> _Task statement_: Determine how many lines in the entries contain the word "three", and give that number with no other text.

> _Material shown_:

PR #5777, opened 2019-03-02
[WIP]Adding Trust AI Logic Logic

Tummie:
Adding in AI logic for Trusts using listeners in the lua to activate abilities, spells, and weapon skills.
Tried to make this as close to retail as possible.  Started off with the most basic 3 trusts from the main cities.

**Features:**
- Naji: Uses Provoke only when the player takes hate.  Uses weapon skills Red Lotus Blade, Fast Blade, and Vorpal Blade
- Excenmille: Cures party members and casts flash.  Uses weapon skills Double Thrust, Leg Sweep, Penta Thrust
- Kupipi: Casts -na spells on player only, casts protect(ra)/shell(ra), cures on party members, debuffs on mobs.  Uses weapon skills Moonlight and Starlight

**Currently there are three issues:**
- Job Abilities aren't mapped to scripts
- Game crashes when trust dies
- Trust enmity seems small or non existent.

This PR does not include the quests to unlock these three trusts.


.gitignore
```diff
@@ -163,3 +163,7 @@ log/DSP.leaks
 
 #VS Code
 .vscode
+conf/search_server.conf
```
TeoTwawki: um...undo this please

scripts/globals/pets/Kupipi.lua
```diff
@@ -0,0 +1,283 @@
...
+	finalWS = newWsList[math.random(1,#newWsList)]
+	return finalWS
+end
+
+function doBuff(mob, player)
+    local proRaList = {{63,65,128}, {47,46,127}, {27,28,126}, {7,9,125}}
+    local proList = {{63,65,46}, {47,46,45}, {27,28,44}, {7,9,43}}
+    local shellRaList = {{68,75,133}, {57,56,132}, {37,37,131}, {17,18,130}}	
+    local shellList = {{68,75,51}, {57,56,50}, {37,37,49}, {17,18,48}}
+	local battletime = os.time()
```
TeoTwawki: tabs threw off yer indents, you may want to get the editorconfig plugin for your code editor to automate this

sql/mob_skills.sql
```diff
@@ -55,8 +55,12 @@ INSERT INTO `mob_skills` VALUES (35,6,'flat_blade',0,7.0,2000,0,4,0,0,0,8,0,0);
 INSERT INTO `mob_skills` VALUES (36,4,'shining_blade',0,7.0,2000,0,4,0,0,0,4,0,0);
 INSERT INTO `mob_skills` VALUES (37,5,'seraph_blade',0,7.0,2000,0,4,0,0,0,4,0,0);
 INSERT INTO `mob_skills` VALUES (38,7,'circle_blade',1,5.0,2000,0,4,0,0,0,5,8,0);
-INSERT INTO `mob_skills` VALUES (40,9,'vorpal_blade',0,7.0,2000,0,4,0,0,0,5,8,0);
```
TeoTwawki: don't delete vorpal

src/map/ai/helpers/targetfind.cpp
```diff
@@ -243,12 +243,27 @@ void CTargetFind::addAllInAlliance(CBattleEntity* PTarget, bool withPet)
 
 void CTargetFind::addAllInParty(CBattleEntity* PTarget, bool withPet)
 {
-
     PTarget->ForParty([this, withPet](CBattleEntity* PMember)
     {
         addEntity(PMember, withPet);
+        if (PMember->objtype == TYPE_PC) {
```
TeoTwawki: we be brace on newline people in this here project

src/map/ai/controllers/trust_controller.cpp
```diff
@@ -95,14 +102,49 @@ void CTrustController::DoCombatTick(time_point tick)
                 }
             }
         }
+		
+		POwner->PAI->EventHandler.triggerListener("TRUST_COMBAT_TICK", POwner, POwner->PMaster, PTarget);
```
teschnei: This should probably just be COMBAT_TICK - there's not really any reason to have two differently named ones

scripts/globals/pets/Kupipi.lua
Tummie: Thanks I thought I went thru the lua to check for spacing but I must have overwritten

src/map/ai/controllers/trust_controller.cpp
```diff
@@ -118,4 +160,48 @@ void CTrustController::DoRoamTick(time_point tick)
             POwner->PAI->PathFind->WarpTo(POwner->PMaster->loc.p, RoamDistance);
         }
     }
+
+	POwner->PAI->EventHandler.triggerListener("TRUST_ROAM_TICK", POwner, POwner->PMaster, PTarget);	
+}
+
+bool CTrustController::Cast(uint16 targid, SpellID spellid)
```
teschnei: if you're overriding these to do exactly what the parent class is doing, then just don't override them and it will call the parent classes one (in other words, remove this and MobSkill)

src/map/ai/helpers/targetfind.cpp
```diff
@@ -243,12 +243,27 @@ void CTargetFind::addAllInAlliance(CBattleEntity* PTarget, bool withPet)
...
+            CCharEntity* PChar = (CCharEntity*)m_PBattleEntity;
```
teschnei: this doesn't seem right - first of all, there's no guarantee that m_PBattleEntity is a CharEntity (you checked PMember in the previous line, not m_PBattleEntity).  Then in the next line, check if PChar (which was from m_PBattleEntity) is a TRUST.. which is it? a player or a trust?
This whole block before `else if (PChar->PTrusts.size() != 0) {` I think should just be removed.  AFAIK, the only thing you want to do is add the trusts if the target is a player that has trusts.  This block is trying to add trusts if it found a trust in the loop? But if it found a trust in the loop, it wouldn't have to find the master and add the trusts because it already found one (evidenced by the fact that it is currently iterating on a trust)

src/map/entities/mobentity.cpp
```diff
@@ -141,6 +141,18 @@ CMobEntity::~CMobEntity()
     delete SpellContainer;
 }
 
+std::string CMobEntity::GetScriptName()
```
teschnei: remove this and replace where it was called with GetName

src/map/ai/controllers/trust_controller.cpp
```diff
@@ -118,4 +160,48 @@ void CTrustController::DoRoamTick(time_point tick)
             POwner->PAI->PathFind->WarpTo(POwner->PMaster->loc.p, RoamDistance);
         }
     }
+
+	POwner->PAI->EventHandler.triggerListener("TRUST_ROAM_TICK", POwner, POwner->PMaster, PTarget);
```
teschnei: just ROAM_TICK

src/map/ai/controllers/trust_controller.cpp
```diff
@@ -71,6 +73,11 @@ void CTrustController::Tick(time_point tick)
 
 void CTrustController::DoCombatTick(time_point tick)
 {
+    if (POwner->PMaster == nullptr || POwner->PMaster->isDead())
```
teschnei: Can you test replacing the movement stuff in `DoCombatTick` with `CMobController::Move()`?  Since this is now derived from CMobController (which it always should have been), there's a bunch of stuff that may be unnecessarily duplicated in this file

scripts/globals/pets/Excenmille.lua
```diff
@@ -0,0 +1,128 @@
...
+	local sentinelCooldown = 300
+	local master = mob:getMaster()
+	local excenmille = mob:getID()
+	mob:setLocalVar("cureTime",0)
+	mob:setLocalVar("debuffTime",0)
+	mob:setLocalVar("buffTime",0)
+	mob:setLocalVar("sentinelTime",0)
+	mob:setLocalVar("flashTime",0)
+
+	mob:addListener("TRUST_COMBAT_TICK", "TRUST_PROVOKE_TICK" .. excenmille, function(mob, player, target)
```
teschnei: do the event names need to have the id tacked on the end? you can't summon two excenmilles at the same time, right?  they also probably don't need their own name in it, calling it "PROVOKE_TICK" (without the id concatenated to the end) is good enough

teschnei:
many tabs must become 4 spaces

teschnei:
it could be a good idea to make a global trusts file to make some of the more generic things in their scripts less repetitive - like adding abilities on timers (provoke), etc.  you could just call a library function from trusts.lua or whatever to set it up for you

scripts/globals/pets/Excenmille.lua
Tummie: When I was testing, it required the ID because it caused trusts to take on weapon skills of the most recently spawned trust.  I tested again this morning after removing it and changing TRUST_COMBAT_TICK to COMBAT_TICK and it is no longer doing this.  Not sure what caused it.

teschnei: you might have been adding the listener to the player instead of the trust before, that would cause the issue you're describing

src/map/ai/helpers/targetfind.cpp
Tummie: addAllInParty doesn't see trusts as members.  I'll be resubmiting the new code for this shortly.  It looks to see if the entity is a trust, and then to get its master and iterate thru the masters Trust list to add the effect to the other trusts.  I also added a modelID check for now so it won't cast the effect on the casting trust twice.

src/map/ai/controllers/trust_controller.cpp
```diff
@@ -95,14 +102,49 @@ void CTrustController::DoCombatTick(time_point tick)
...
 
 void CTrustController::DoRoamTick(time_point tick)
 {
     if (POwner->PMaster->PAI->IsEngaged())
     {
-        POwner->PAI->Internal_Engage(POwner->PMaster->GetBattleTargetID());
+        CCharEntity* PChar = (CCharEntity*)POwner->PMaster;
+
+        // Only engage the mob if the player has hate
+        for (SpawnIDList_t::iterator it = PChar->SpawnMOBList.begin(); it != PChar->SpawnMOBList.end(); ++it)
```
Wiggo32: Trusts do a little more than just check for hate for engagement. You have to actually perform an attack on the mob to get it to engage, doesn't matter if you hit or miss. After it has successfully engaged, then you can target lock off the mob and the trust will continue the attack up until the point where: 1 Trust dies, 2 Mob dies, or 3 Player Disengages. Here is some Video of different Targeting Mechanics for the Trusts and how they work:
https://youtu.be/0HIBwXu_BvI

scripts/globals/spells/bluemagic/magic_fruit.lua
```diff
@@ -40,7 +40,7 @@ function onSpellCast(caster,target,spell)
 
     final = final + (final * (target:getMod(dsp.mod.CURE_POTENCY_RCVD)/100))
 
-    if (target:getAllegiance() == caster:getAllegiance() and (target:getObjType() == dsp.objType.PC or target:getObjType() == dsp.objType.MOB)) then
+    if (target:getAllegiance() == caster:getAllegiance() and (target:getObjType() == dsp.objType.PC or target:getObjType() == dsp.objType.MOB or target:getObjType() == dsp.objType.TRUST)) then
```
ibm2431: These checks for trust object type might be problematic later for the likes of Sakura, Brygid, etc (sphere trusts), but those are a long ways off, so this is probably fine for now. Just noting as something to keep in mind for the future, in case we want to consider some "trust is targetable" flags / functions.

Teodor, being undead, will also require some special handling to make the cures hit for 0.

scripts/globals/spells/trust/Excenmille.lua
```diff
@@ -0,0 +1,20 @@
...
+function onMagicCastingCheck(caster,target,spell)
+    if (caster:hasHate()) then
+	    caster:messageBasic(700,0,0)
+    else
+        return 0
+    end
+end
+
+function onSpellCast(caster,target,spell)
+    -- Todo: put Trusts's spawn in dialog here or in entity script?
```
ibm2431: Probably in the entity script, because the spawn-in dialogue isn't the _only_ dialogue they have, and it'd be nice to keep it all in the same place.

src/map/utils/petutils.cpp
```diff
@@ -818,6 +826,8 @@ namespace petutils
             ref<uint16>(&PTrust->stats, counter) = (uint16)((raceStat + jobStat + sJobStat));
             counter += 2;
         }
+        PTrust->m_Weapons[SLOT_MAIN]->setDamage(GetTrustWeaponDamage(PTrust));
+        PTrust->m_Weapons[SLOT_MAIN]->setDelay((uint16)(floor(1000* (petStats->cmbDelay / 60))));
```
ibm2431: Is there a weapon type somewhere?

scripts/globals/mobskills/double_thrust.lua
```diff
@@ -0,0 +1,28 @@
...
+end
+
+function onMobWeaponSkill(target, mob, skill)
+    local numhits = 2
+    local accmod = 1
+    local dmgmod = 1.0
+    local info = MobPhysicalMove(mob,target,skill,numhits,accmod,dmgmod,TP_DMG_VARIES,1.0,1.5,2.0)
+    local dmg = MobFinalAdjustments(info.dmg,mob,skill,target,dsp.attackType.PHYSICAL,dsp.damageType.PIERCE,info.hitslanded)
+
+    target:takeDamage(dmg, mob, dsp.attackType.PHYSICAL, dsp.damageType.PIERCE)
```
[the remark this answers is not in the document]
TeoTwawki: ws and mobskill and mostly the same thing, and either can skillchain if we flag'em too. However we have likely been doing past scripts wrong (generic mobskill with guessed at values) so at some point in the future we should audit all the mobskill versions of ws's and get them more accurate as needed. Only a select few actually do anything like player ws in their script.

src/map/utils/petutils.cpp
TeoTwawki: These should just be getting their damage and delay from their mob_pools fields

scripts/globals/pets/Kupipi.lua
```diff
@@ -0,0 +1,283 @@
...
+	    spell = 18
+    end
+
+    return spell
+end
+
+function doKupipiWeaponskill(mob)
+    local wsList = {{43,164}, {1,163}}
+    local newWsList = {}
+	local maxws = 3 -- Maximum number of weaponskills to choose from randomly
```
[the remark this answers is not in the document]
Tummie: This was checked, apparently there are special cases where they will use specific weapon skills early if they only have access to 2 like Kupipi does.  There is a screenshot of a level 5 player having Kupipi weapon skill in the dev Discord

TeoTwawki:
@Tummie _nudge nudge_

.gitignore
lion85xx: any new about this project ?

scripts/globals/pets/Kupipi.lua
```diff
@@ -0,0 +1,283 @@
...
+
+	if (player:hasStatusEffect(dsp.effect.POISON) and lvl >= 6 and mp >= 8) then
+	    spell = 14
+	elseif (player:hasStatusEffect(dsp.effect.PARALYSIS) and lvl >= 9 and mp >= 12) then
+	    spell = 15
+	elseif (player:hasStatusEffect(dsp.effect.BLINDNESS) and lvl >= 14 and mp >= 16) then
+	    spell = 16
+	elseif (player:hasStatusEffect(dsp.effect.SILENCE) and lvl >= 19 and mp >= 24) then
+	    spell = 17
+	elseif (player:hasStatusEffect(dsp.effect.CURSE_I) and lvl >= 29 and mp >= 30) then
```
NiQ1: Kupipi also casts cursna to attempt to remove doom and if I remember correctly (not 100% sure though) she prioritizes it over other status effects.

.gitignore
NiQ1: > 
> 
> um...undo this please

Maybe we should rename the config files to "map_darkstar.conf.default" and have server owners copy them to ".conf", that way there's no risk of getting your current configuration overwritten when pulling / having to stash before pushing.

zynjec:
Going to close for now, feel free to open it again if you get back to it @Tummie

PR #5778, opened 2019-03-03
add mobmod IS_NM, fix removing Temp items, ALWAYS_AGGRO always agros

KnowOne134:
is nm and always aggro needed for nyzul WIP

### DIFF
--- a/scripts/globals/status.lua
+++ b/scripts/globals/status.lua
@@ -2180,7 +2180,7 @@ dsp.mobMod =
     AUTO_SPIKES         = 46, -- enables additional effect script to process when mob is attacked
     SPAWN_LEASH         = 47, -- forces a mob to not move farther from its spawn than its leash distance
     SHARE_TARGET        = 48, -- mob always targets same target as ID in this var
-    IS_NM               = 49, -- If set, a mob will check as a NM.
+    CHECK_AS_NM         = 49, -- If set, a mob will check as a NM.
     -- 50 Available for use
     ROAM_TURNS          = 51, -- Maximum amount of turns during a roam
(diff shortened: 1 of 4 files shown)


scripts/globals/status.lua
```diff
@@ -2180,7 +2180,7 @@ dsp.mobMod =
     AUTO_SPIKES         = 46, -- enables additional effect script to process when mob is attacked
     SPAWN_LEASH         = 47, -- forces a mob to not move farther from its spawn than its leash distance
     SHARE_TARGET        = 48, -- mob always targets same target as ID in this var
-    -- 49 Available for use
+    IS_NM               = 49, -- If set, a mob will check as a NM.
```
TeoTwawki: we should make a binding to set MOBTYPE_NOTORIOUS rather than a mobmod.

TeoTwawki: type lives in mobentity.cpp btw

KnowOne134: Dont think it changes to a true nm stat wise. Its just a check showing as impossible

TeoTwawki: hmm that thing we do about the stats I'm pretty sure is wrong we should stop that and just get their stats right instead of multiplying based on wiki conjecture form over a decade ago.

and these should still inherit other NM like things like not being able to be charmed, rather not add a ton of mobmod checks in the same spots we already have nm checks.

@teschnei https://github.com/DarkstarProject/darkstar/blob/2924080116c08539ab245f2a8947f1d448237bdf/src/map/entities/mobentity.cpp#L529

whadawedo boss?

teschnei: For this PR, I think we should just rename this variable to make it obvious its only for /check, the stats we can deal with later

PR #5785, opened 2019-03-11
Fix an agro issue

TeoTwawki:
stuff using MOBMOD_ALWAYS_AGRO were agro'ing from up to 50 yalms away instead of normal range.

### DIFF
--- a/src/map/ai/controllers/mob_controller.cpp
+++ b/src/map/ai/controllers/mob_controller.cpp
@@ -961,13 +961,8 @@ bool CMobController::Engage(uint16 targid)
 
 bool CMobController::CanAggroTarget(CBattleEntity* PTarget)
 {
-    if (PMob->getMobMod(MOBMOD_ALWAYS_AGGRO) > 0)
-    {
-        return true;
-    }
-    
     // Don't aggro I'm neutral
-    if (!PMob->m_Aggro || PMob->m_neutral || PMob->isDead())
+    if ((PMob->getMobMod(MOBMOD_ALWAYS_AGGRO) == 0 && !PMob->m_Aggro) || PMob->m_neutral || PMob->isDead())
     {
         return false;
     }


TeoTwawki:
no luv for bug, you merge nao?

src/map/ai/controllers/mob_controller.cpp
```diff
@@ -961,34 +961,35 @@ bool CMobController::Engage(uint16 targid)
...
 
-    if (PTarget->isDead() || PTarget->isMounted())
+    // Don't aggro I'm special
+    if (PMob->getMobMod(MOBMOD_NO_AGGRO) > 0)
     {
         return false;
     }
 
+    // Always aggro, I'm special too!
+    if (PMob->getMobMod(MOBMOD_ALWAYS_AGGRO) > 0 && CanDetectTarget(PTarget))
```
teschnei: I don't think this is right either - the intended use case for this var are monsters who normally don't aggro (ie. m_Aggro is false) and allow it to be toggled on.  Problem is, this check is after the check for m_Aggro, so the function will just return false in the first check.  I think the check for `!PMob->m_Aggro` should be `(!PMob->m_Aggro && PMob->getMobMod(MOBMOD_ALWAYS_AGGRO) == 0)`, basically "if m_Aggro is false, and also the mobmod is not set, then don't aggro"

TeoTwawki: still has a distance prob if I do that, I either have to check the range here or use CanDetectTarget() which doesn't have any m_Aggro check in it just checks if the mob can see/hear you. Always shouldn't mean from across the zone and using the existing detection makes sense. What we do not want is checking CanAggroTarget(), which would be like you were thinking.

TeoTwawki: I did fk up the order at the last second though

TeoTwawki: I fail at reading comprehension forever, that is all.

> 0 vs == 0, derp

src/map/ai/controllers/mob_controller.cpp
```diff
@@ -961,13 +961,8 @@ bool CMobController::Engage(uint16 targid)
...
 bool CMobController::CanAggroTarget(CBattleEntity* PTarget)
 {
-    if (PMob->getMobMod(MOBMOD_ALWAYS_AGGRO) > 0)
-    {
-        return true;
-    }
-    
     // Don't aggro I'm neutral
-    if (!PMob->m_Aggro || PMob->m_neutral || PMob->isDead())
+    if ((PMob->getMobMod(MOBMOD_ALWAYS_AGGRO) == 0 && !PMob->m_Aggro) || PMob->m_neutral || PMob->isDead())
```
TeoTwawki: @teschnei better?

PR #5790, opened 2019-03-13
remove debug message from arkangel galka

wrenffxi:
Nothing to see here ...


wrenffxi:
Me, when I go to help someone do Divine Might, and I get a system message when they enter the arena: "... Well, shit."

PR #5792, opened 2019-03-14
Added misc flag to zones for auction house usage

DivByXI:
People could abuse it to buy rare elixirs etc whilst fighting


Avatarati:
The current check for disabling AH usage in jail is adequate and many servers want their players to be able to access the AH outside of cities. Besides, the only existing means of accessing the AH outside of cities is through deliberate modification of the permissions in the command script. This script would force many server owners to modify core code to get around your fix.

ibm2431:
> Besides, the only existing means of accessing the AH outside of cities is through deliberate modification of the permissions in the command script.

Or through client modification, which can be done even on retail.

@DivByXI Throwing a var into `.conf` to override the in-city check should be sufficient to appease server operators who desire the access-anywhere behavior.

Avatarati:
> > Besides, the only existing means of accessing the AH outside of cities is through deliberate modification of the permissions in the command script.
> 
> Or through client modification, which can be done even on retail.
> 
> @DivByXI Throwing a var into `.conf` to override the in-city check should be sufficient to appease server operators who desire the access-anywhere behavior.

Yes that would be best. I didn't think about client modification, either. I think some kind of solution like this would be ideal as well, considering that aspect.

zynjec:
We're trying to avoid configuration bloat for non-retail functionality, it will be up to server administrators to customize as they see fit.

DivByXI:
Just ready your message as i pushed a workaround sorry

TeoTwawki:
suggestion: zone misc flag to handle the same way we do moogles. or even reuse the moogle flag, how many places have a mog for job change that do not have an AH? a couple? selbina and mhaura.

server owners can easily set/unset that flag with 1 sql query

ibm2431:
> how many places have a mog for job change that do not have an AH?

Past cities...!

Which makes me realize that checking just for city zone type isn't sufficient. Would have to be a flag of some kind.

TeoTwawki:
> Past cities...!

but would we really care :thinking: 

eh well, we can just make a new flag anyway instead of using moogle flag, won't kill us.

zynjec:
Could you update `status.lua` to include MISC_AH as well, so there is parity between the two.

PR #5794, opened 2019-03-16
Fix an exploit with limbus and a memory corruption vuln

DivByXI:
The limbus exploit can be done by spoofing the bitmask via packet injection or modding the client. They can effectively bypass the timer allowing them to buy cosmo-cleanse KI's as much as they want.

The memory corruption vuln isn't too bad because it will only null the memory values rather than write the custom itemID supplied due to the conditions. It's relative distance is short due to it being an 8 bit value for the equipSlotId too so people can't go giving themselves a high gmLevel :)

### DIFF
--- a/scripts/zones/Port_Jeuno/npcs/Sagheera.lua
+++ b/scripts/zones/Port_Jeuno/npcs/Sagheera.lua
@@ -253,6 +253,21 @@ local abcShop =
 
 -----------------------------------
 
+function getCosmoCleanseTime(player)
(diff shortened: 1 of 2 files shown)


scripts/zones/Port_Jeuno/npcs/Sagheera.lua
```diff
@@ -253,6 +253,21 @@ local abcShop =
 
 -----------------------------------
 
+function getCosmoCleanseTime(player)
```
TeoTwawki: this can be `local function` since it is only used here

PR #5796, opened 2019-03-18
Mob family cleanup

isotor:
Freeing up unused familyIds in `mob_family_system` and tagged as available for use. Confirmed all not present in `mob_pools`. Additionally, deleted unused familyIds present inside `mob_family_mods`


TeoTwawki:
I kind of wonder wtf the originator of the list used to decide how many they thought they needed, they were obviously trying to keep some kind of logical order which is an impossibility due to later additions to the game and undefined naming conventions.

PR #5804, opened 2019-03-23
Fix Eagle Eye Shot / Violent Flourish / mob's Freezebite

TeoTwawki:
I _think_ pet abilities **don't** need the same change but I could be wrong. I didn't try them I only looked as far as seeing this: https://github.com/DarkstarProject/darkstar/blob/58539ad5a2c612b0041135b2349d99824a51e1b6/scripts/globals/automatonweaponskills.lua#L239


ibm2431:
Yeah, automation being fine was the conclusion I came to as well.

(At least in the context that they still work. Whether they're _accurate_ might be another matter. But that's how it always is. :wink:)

> _Response area_: 2